REQUIRED ACTION:
Every entry that follows needs to be repeated exactly.

**** GIVEN ENTRIES ****

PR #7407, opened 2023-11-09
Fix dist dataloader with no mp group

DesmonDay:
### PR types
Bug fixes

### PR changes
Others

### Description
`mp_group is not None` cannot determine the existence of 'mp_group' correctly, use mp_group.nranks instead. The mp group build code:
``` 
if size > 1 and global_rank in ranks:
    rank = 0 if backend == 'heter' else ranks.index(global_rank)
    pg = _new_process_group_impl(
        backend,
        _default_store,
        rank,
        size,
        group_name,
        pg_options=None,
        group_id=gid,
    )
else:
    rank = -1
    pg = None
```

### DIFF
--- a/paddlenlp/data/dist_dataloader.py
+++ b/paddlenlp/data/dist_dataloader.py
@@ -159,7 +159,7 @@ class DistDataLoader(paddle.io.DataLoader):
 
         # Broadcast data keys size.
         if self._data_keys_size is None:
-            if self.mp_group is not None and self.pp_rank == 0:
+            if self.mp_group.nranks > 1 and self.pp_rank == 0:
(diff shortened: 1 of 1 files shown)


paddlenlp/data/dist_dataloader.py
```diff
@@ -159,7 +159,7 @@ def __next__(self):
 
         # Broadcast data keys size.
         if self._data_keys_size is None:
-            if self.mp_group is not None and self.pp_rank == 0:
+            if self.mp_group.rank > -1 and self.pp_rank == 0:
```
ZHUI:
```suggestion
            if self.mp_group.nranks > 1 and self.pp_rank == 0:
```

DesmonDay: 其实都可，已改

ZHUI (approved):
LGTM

****

WRITTEN SOLUTION:
PR #7407, opened 2023-11-09
Fix dist dataloader with no mp group

DesmonDay:
### PR types
Bug fixes

### PR changes
Others

### Description
`mp_group is not None` cannot determine the existence of 'mp_group' correctly, use mp_group.nranks instead. The mp group build code:
``` 
if size > 1 and global_rank in ranks:
    rank = 0 if backend == 'heter' else ranks.index(global_rank)
    pg = _new_process_group_impl(
        backend,
        _default_store,
        rank,
        size,
        group_name,
        pg_options=None,
        group_id=gid,
    )
else:
    rank = -1
    pg = None
```

### DIFF
--- a/paddlenlp/data/dist_dataloader.py
+++ b/paddlenlp/data/dist_dataloader.py
@@ -159,7 +159,7 @@ class DistDataLoader(paddle.io.DataLoader):
 
         # Broadcast data keys size.
         if self._data_keys_size is None:
-            if self.mp_group is not None and self.pp_rank == 0:
+            if self.mp_group.nranks > 1 and self.pp_rank == 0:
(diff shortened: 1 of 1 files shown)


paddlenlp/data/dist_dataloader.py
```diff
@@ -159,7 +159,7 @@ def __next__(self):
 
         # Broadcast data keys size.
         if self._data_keys_size is None:
-            if self.mp_group is not None and self.pp_rank == 0:
+            if self.mp_group.rank > -1 and self.pp_rank == 0:
```
ZHUI:
```suggestion
            if self.mp_group.nranks > 1 and self.pp_rank == 0:
```

DesmonDay: 其实都可，已改

ZHUI (approved):
LGTM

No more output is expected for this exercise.